The second lesson I learnt was that I wanted to work with people like Gary, willing to help the whole team, rather than hunting for individual glory. I've since worked with a lot of 'rock star' programmers, and while they always look good to management, they hate sharing information or credit and end up hampering projects no matter how smart they are as individuals. Gary used his massive brain to help make us all more effective instead, and I've always tried to live up to his example.

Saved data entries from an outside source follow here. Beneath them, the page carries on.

PR #1459, opened 2026-08-04
CLOUDP-429011 - Extract AppDBReconciler interface (refactor)

MaciejKaras:
# Summary

Pure refactor extracting the `AppDBReconciler` interface and related helper methods from the internal AppDB reconciler, plus a fix for `ensureAppDbPassword` when `PasswordSecretKeyRef` is set but the referenced secret doesn't exist.

- Introduces `AppDBReconciler` interface in `controllers/operator/appdbreplicaset_reconciler.go`
- `createNewAppDBReconciler` returns `AppDBReconciler` instead of the concrete `*ReconcileAppDbReplicaSet`
- Extracts `readAppDbPassword` from `ensureAppDbPassword` for reuse
- Extracts watcher setup into `configureWatchersForDynamicResources`
- Changes `emptyResult` to explicit `reconcile.Result{RequeueAfter: util.TWENTY_FOUR_HOURS}`
- **Fix**: `ensureAppDbPassword` now returns an error instead of silently generating a random password when `spec.appDB.passwordSecretKeyRef` is set but the referenced secret does not exist. This prevents the controller from falling back to an auto-generated password when the user has explicitly configured a custom secret — the user must create the secret first, and the reconcile will requeue on the next attempt.

This is the base of a 3-PR stack; API surface arrives in #1439, reconciliation logic in #1440.

## Proof of Work

- `go vet ./...` green
- `go test ./controllers/operator/` green (including new `TestEnsureAppDbPassword_ErrorWhenPasswordSecretKeyRefNotFound`)
- `pre-commit run golangci-lint-full --all-files` Passed

## Checklist

- [x] Have you added changelog file? (skip-changelog — pure refactor, no functional impact)

### DIFF
--- a/changelog/20260804_fix_external_appdb_forward_migration_password.md
+++ b/changelog/20260804_fix_external_appdb_forward_migration_password.md
@@ -1,0 +1,6 @@
+---
+kind: fix
+date: 2026-08-04
+---
+
+* **MongoDBOpsManager**: `spec.applicationDatabase.passwordSecretKeyRef` now fails reconciliation when the referenced secret does not exist, instead of silently generating a random password.
--- a/changelog/20260804_fix_external_appdb_forward_migration_password.md
+++ b/changelog/20260804_fix_external_appdb_forward_migration_password.md
@@ -3,4 +3,4 @@ kind: fix
 date: 2026-08-04
 ---
 
-* **MongoDBOpsManager**: `spec.applicationDatabase.passwordSecretKeyRef` now fails reconciliation when the referenced secret does not exist, instead of silently generating a random password.
+* **MongoDBOpsManager**:  `MongoDBOpsManager` resource now fails reconciliation, when the secret referenced by the field `spec.applicationDatabase.passwordSecretKeyRef` does not exist, instead of silently generating a random password.
--- a/controllers/operator/appdbreplicaset_controller.go
+++ b/controllers/operator/appdbreplicaset_controller.go
@@ -1727,7 +1727,8 @@ func (r *ReconcileAppDbReplicaSet) ensureAppDbPassword(ctx context.Context, opsM
 	if err != nil {
 		if secret.SecretNotExist(err) {
 			if passwordRef != nil && passwordRef.Name != "" {
-				return "", xerrors.Errorf("password secret %s referenced by spec.applicationDatabase.passwordSecretKeyRef does not exist", passwordRef.Name)
+				secretObjectKey := kube.ObjectKey(opsManager.Namespace, passwordRef.Name)
+				return "", xerrors.Errorf("password secret %s referenced by spec.applicationDatabase.passwordSecretKeyRef does not exist", secretObjectKey)
 			}
 			log.Debugf("Generated AppDB password and storing in secret/%s", opsManager.Spec.AppDB.GetOpsManagerUserPasswordSecretName())
 			return r.generatePasswordAndCreateSecret(ctx, opsManager, log)
@@ -1757,13 +1758,14 @@ func (r *ReconcileAppDbReplicaSet) ensureAppDbPassword(ctx context.Context, opsM
 func (r *ReconcileAppDbReplicaSet) readAppDbPassword(ctx context.Context, opsManager *omv1.MongoDBOpsManager, log *zap.SugaredLogger) (string, error) {
 	passwordRef := opsManager.Spec.AppDB.PasswordSecretKeyRef
 	if passwordRef != nil && passwordRef.Name != "" {
-		if passwordRef.Key == "" {
-			passwordRef.Key = "password"
+		passwordKey := "password"
+		if passwordRef.Key != "" {
+			passwordKey = passwordRef.Key
 		}
 
 		secretObjectKey := kube.ObjectKey(opsManager.Namespace, passwordRef.Name)
 		log.Debugf("Reading AppDB password from secret %s", secretObjectKey)
-		return secret.ReadKey(ctx, r.SecretClient, passwordRef.Key, secretObjectKey)
+		return secret.ReadKey(ctx, r.SecretClient, passwordKey, secretObjectKey)
 	}
 
 	secretObjectKey := kube.ObjectKey(opsManager.Namespace, opsManager.Spec.AppDB.GetOpsManagerUserPasswordSecretName())
--- a/controllers/operator/appdbreplicaset_controller.go
+++ b/controllers/operator/appdbreplicaset_controller.go
@@ -840,9 +840,10 @@ func (r *ReconcileAppDbReplicaSet) ReconcileAppDB(ctx context.Context, opsManage
 	return r.updateStatus(ctx, opsManager, workflow.OK(), log, appDbStatusOption, status.AppDBMemberOptions(appDBScalers...), status.NewPVCsStatusOptionEmptyStatus())
 }
 
-// BuildAppDBConnectionURL returns the connection string to the AppDB, ensuring the Ops Manager user password exists.
+// BuildAppDBConnectionURL returns the connection string to the AppDB, reading the Ops Manager user password.
+// It assumes ReconcileAppDB has already been called and the password secret exists.
 func (r *ReconcileAppDbReplicaSet) BuildAppDBConnectionURL(ctx context.Context, opsManager *omv1.MongoDBOpsManager, log *zap.SugaredLogger) (string, error) {
-	password, err := r.ensureAppDbPassword(ctx, opsManager, log)
+	password, err := r.readAppDbPassword(ctx, opsManager)
 	if err != nil {
 		return "", xerrors.Errorf("Error getting AppDB password: %w", err)
 	}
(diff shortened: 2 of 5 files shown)


controllers/operator/appdbreplicaset_controller.go
```diff
@@ -1720,58 +1721,51 @@ func (r *ReconcileAppDbReplicaSet) generatePasswordAndCreateSecret(ctx context.C
...
-	appDbPasswordSecretStringData, err := secret.ReadStringData(ctx, r.SecretClient, secretObjectKey)
+	return password, nil
+}
 
-	if secret.SecretNotExist(err) {
-		// create the password
-		if password, err := r.generatePasswordAndCreateSecret(ctx, opsManager, log); err != nil {
-			return "", err
-		} else {
-			log.Debugf("Using auto generated AppDB password stored in secret/%s", opsManager.Spec.AppDB.GetOpsManagerUserPasswordSecretName())
```
josvazg, line 1765: PasswordSecretKeyRef is *userv1.SecretKeyRef, so passwordRef is a pointer into the opsManager struct. The assignment on line 1762 mutates the object passed in.

Harmless in practice because ensureAppDbPassword (line 1724) calls readAppDbPassword first, so later callers see .Key already populated. But the method name is misleading for anyone calling readAppDbPassword directly.

Do we want to keep such mutation? is so, should we rename the method so that it is clear that it can change data.

controllers/operator/appdbreplicaset_controller.go
```diff
@@ -840,9 +840,10 @@ func (r *ReconcileAppDbReplicaSet) ReconcileAppDB(ctx context.Context, opsManage
 	return r.updateStatus(ctx, opsManager, workflow.OK(), log, appDbStatusOption, status.AppDBMemberOptions(appDBScalers...), status.NewPVCsStatusOptionEmptyStatus())
 }
 
-// BuildAppDBConnectionURL returns the connection string to the AppDB, ensuring the Ops Manager user password exists.
+// BuildAppDBConnectionURL returns the connection string to the AppDB, reading the Ops Manager user password.
+// It assumes ReconcileAppDB has already been called and the password secret exists.
 func (r *ReconcileAppDbReplicaSet) BuildAppDBConnectionURL(ctx context.Context, opsManager *omv1.MongoDBOpsManager, log *zap.SugaredLogger) (string, error) {
-	password, err := r.ensureAppDbPassword(ctx, opsManager, log)
+	password, err := r.readAppDbPassword(ctx, opsManager)
```
josvazg: This is no longer a build, does not mutate or create data, so the name is also misleading as with readAppDbPassword. Right?

controllers/operator/mongodbopsmanager_controller.go
```diff
@@ -979,6 +968,17 @@ func (r *OpsManagerReconciler) createBackupDaemonStatefulset(ctx context.Context
...
+	appDBReplicaSet := opsManager.Spec.AppDB
+	r.SetupCommonWatchers(&appDBReplicaSet, nil, nil, appDBReplicaSet.GetName())
+
+	if opsManager.IsTLSEnabled() {
+		r.resourceWatcher.RegisterWatchedTLSResources(opsManager.ObjectKey(), opsManager.Spec.GetOpsManagerCA(), []string{opsManager.TLSCertificateSecretName()})
+	}
+
+	r.watchMongoDBResourcesReferencedByBackup(ctx, opsManager, log)
+}
+
```
josvazg, line 983: The old inline code (pre-commit) had this comment explaining the ordering constraint:
// The order matters here, since appDB and opsManager share the same reconcile ObjectKey being opsmanager crd
// That means we need to remove first, which SetupCommonWatchers does, then register additional watches
That rationale was not carried into the extracted function. The behavior is preserved — SetupCommonWatchers is still called before RegisterWatchedTLSResources and watchMongoDBResourcesReferencedByBackup — but anyone modifying configureWatchersForDynamicResources in the future won't know that reordering these three calls is unsafe.

josvazg (approved):
Nothing major, so OK

changelog/20260804_fix_external_appdb_forward_migration_password.md
```diff
@@ -0,0 +1,6 @@
+---
+kind: fix
+date: 2026-08-04
+---
+
+* **MongoDBOpsManager**: `spec.applicationDatabase.passwordSecretKeyRef` now fails reconciliation when the referenced secret does not exist, instead of silently generating a random password.
```
viveksinghggits: nit:
```suggestion
* **MongoDBOpsManager**:  `MongoDBOpsManager` resource now fails reconciliation, when the secret referenced by the field `spec.applicationDatabase.passwordSecretKeyRef` does not exist, instead of silently generating a random password.
```

controllers/operator/appdbreplicaset_reconciler.go
```diff
@@ -0,0 +1,23 @@
...
+// future implementations can use alternative AppDB backends without changing the
+// Ops Manager controller.
+type AppDBReconciler interface {
+	// ReconcileAppDB brings the AppDB to the desired state.
+	ReconcileAppDB(ctx context.Context, opsManager *omv1.MongoDBOpsManager) (reconcile.Result, error)
+
+	// BuildAppDBConnectionURL returns the MongoDB connection string OpsManager/BackupDaemon
+	// should use to reach the AppDB.
+	BuildAppDBConnectionURL(ctx context.Context, opsManager *omv1.MongoDBOpsManager, log *zap.SugaredLogger) (string, error)
+}
```
viveksinghggits, line 23:
```suggestion
type AppDBReconciler interface {
	// ReconcileAppDB brings the AppDB to the desired state.
	Reconcile(ctx context.Context, opsManager *omv1.MongoDBOpsManager) (reconcile.Result, error)

	// BuildAppDBConnectionURL returns the MongoDB connection string OpsManager/BackupDaemon
	// should use to reach the AppDB.
	BuildConnectionURL(ctx context.Context, opsManager *omv1.MongoDBOpsManager, log *zap.SugaredLogger) (string, error)
}
```

interface name already has AppDB so I think it's not really needed in method names.

```
func (r ApDBReconciler){
r.Reconcile()
}
```

controllers/operator/appdbreplicaset_controller.go
```diff
@@ -1720,58 +1721,51 @@ func (r *ReconcileAppDbReplicaSet) generatePasswordAndCreateSecret(ctx context.C
...
 			}
-			return "", err
+			log.Debugf("Generated AppDB password and storing in secret/%s", opsManager.Spec.AppDB.GetOpsManagerUserPasswordSecretName())
+			return r.generatePasswordAndCreateSecret(ctx, opsManager, log)
 		}
+		return "", err
+	}
 
+	// User-provided password ref path: watch the secret and clean up the auto-generated one.
+	if passwordRef := opsManager.Spec.AppDB.PasswordSecretKeyRef; passwordRef != nil && passwordRef.Name != "" {
```
viveksinghggits: too many if else statements here I was wondering if this can be simplified something like this

```
passwordRef := opsManager.Spec.AppDB.PasswordSecretKeyRef
if passwordRef.name ==""{
return r.generatePasswordAndCreateSecert()
}

password, err := r.readAppDbPassword(ctx, opsManager)
if err != nil {
 if secret.SecretNotExist(err){
  return err("secert doesn't exist)
 }
  return "", err
}
// rest of the code
```

viveksinghggits (commented):
Looks good, left some nits.

controllers/operator/appdbreplicaset_reconciler.go
MaciejKaras: That is true, I also thought about it. I've dropped the idea, because I wanted the existing `ReconcileAppDB()` method to preserve it's name - too basically limit changes. As for the `BuildAppDBConnectionURL` it is replaced by `GetAppDBConfig` in the following https://github.com/mongodb/mongodb-kubernetes/pull/1468 PR.

I would leave it as is if you don't mind, to limit the amount of changes as explained earlier. wdyt?

controllers/operator/appdbreplicaset_controller.go
MaciejKaras: I've tried to flatten it, but the logic is quite complex. For example in case user didn't provide password, we need to generate it only if it does not exits. So first we always should call r.readAppDbPassword().

controllers/operator/mongodbopsmanager_controller.go
MaciejKaras: Good call, let me bring it back.

controllers/operator/appdbreplicaset_controller.go
MaciejKaras: That is true. BuildAppDBConnectionURL it is replaced by GetAppDBConfig in the following https://github.com/mongodb/mongodb-kubernetes/pull/1468 PR. I would like to not change it here if you don't mind.

controllers/operator/appdbreplicaset_controller.go
MaciejKaras: well readAppDbPassword() does not mutate any secrets right now. Only ensureAppDbPassword does. Could you explain differently what you meant?

viveksinghggits (approved):
approving but this comment https://github.com/mongodb/mongodb-kubernetes/pull/1459/changes#r3822621697 is marked resolved but is not addressed.

changelog/20260804_fix_external_appdb_forward_migration_password.md
MaciejKaras: I think the `gh stack sync` command had to remove this change I have applied :/ sorry about it

controllers/operator/appdbreplicaset_controller.go
filipcirtog: I think Jose is referring to the fact that `readAppDbPassword` mutates the `opsManager` object that's passed in. 

**Current code (mutates):**

```go
func (r *ReconcileAppDbReplicaSet) readAppDbPassword(ctx context.Context, opsManager *omv1.MongoDBOpsManager, log *zap.SugaredLogger) (string, error) {
	passwordRef := opsManager.Spec.AppDB.PasswordSecretKeyRef
	if passwordRef != nil && passwordRef.Name != "" {
		if passwordRef.Key == "" {
			passwordRef.Key = "password"  // ← This modifies opsManager.Spec.AppDB.PasswordSecretKeyRef.Key
		}
		
		secretObjectKey := kube.ObjectKey(opsManager.Namespace, passwordRef.Name)
		log.Debugf("Reading AppDB password from secret %s", secretObjectKey)
		return secret.ReadKey(ctx, r.SecretClient, passwordRef.Key, secretObjectKey)
	}
	// ...
}
```

Since `passwordRef` is a pointer (`*userv1.SecretKeyRef`), the assignment on line `passwordRef.Key = "password"` changes the actual `opsManager` struct that was passed in. After calling this method, the caller's `opsManager.Spec.AppDB.PasswordSecretKeyRef.Key` will be set to `"password"` even though it was empty before.

**Non-mutating alternative**

```
func (r *ReconcileAppDbReplicaSet) readAppDbPassword(ctx context.Context, opsManager *omv1.MongoDBOpsManager, log *zap.SugaredLogger) (string, error) {
	passwordRef := opsManager.Spec.AppDB.PasswordSecretKeyRef
	if passwordRef != nil && passwordRef.Name != "" {
		key := passwordRef.Key
		if key == "" {
			key = "password"  // ← Uses a local variable, doesn't modify opsManager
		}
		
		secretObjectKey := kube.ObjectKey(opsManager.Namespace, passwordRef.Name)
		log.Debugf("Reading AppDB password from secret %s", secretObjectKey)
		return secret.ReadKey(ctx, r.SecretClient, key, secretObjectKey)
	}
	// ...
}
```

  
Here, the we use a local `key` variable instead of directly modifying `passwordRef.Key`, so the input `opsManager` remains unchanged.

controllers/operator/appdbreplicaset_controller.go
```diff
@@ -1721,57 +1722,53 @@ func (r *ReconcileAppDbReplicaSet) generatePasswordAndCreateSecret(ctx context.C
...
-		if err != nil {
-			if secret.SecretNotExist(err) {
-				log.Debugf("Generated AppDB password and storing in secret/%s", opsManager.Spec.AppDB.GetOpsManagerUserPasswordSecretName())
-				return r.generatePasswordAndCreateSecret(ctx, opsManager, log)
+
+	password, err := r.readAppDbPassword(ctx, opsManager, log)
+	if err != nil {
+		if secret.SecretNotExist(err) {
+			if passwordRef != nil && passwordRef.Name != "" {
+				return "", xerrors.Errorf("password secret %s referenced by spec.applicationDatabase.passwordSecretKeyRef does not exist", passwordRef.Name)
```
filipcirtog: q: should we also add the `opsManager.Namespace` in the error?

filipcirtog (approved):

controllers/operator/appdbreplicaset_controller.go
MaciejKaras: ah, now I see it. I'll fix it ofc

MaciejKaras:
evergreen refresh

The code itself was a mess. There were hundreds of pieces of x86 assembler scattered throughout the code base, which was a problem since we were porting to the Playstation's MIPS processor. Usually just a couple of instructions long, and in the middle of functions, these snippets were pretty puzzling. Finally one of the team figured it out; somebody had struggled with C's signed/unsigned casting rules, and so they'd fallen back on the assembler instructions they understood! The whole team had a good laugh at that, and were feeling pretty superior about it all, until Gary quietly pointed out that the programmers responsible were busy swimming in royalties like Scrooge McDuck while we were porting their game for peanuts.

The third lesson I learnt was that you don't need great code to make a great product. I take pride in my work, but there's no shame in doing what it takes to get something shipped. I've seen plenty of projects die a lingering death thanks to creeping elegance!

After 6 months of spiralling into debt I finally managed to get another job, only 2,000 pounds more in salary but in a much cheaper part of the country. Not much of my code made it into the final game, and it was a pretty miserable time of my life to be honest, but sometimes the worst projects are the best teachers.